__Assignment__.
Below are entries. Reproduce exactly the lines between the line holding "PR #111, opened 2018-11-19" and the line holding "It looks like", inclusive, and only those.

__Task inputs__.
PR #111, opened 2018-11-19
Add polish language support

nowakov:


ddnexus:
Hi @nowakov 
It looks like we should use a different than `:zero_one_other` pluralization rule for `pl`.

--

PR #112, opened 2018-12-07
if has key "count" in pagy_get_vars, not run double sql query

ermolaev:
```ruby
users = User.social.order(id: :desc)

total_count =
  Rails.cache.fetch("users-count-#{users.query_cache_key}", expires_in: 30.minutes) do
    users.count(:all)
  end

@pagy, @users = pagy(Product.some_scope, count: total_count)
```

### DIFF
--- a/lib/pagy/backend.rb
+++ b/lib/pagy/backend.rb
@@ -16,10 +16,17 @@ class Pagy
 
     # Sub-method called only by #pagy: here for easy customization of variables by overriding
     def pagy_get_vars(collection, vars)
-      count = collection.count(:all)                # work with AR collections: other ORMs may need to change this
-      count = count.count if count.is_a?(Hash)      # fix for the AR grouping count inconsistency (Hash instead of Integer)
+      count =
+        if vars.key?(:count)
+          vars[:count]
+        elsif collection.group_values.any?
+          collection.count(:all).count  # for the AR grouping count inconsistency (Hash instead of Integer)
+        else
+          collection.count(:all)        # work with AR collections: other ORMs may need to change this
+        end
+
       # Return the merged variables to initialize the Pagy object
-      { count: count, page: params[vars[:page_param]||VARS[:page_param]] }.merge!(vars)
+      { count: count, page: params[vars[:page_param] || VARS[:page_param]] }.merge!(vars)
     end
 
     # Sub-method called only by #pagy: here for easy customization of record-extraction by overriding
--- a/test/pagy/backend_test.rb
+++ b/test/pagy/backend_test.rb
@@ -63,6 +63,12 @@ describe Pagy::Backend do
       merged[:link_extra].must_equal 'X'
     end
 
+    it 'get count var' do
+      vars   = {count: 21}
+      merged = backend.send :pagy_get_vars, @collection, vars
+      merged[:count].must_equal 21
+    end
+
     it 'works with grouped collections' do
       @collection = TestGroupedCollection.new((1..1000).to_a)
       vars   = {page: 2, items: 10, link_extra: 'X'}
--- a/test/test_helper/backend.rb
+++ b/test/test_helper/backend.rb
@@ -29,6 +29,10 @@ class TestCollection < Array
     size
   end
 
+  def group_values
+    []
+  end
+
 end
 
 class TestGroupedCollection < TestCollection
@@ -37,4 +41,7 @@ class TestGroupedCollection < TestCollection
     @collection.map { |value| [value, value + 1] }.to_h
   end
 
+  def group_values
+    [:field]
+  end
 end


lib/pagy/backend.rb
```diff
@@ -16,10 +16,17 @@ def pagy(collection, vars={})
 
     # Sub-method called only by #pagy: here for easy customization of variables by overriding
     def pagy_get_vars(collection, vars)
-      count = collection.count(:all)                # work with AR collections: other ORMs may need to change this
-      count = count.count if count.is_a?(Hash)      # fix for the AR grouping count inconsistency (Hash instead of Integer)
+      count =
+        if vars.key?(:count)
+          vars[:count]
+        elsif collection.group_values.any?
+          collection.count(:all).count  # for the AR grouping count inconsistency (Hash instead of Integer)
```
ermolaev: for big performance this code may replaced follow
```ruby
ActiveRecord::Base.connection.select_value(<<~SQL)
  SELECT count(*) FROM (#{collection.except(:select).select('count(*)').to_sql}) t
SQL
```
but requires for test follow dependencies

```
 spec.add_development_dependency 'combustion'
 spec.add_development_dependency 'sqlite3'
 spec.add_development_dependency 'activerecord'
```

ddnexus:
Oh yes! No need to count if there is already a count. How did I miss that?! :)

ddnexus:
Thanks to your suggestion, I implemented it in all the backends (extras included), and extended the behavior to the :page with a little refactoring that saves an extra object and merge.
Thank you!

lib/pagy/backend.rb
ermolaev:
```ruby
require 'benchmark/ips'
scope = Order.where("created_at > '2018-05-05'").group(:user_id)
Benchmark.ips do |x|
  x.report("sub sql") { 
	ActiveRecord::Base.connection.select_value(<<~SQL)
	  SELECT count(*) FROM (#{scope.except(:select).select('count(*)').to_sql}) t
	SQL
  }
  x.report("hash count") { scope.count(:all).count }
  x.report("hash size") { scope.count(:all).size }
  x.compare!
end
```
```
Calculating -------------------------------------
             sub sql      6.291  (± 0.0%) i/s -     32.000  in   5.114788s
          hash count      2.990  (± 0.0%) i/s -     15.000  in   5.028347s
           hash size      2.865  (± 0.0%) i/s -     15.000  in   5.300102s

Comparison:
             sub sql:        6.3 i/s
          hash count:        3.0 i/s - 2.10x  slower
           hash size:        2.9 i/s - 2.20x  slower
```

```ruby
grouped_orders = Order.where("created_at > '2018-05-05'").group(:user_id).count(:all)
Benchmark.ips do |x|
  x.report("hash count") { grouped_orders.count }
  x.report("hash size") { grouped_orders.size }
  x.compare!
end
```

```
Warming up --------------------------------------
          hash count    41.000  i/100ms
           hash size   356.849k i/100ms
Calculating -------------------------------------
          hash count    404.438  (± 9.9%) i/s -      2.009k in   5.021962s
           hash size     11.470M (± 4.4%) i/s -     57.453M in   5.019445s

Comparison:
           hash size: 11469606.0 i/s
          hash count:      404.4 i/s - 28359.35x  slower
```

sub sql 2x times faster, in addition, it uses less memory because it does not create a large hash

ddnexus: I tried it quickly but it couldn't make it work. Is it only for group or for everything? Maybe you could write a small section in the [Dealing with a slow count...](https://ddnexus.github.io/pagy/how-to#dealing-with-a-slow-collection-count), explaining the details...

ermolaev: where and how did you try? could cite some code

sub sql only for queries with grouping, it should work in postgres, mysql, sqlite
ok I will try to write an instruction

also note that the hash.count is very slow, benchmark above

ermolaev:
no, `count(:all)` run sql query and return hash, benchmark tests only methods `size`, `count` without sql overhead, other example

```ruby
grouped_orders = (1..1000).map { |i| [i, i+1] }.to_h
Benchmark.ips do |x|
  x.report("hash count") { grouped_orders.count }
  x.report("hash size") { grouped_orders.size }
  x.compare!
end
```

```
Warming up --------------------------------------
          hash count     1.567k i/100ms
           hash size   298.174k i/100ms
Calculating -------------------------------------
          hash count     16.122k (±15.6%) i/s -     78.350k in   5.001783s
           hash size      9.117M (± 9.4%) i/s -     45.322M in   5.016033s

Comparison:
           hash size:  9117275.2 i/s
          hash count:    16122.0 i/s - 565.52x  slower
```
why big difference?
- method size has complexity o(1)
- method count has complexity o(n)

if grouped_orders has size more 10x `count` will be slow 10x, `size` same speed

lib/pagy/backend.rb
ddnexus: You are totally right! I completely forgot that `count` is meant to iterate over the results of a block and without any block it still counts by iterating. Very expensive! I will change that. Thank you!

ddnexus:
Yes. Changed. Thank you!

__Answer for this exercise__.
PR #111, opened 2018-11-19
Add polish language support

nowakov:


ddnexus:
Hi @nowakov 
It looks like we should use a different than `:zero_one_other` pluralization rule for `pl`.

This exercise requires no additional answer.